# TASK STATEMENT:
Set down, character for character, everything in the records below from the line holding "Screen Shot 2022-12-04 at 5 11 58 PM" down to the line holding "Outdated page", and no other line.

# EXERCISE MATERIAL:
PR #344, opened 2022-12-05
Responsive and l10n fixes for donate button

Alecaddd:
Some small improvements to the donate button to let it play nice with long translated strings. Example in Italian where the text doesn't wrap properly and during hover on small screens it doesn't look readable.

Before
Screen Shot 2022-12-04 at 4 50 52 PM

After
Screen Shot 2022-12-04 at 5 11 58 PM

### DIFF
--- a/media/css/eoy.css
+++ b/media/css/eoy.css
@@ -180,7 +180,6 @@ main {
 
 .donate-banner {
   --accent-text: var(--color-red-80);
-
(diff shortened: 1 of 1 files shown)


micahilbery (approved):
I tried a few different languages and it looks ok to me. :+1:

Sancus:
@micahilbery Thanks!

PR #347, opened 2022-12-06
Outdated page

### LINKED ISSUE #170: Create general ugly red warning start page for old versions
Right now we have the earlybird warning page: https://start.thunderbird.net/en-US/earlybird/

It's not localized, and we should probably change the copy to not talk about Earlybird:

"This version is no longer a supported release, and does not receive security updates!"
"We **strongly recommend** downloading the latest stable version of Thunderbird."

After localization, we should redirect start pages to it. I suggest everything below Thunderbird 52(So 45, 38, and everything below that would be the major versions affected). This is roughly 4% of our users.

MelissaAutumn:
Resolves #170 

This updates the page to be on the newest start template, and grabs the dates/versions programmatically based off the new `settings.LAST_SAFE_VERSION` variable. If we could grab the last safe version from product details that would be rad, but this should make it quite simple to update. 

We're still missing the support article, but I can also just make the line about the support article more generic. 

Screenshots:
Thunderbird v10.0.1
v10 0 1
Thunderbird v31.8.0
v31 8 0
Thunderbird v78.9.1
v78 9 1

During testing I noticed we use Let's Encrypt which has deprecated [an older CA](https://letsencrypt.org/docs/dst-root-ca-x3-expiration-september-2021/) a while ago. On an older system that hasn't been updated with the new root certificate this will cause a white screen (if it's in the message body section) or an certificate error page. Probably not an issue, because it's unlikely that someone would be this outdated (except for my virtual machine), but something to keep in mind.
v10 0 1-cert

### DIFF
--- a/helper.py
+++ b/helper.py
@@ -5,6 +5,8 @@ import jinja2
 import json
 import markdown
 import re
+
+import product_details
 import settings
 import sys
 import translate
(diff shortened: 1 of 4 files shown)


MelissaAutumn:
I've updated the design to fix contrast issues and make it redder. 
Screen Shot 2023-11-24 at 10 47 07-fullpage

MelissaAutumn:
Updated copy:
image

MelissaAutumn:
I'll get this merged soon after re-design. We've removed font-awesome from our main directories so I'll have to adjust the icon but nothing too big.

PR #356, opened 2022-12-15
Fundraiseup integration

MelissaAutumn:
Some initial support for Fundraise Up. 

I've added a super simple AB test module to pick 0 or 1, and we conditionally use Fundraise up or the old flow depending on that choice. This choice isn't saved, so you can keep refreshing. Currently it will also spit the choice out in the console log. (0 = Fundraise Up, 1 = old flow.) We can add complexity as needed, I figured for our use-case this was probably a good plan. I guess we'll still need a way to track donations between platforms, but maybe that could just be a donation platform report instead?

# RESPONSE:
Screen Shot 2022-12-04 at 5 11 58 PM

### DIFF
--- a/media/css/eoy.css
+++ b/media/css/eoy.css
@@ -180,7 +180,6 @@ main {
 
 .donate-banner {
   --accent-text: var(--color-red-80);
-
(diff shortened: 1 of 1 files shown)


micahilbery (approved):
I tried a few different languages and it looks ok to me. :+1:

Sancus:
@micahilbery Thanks!

PR #347, opened 2022-12-06
Outdated page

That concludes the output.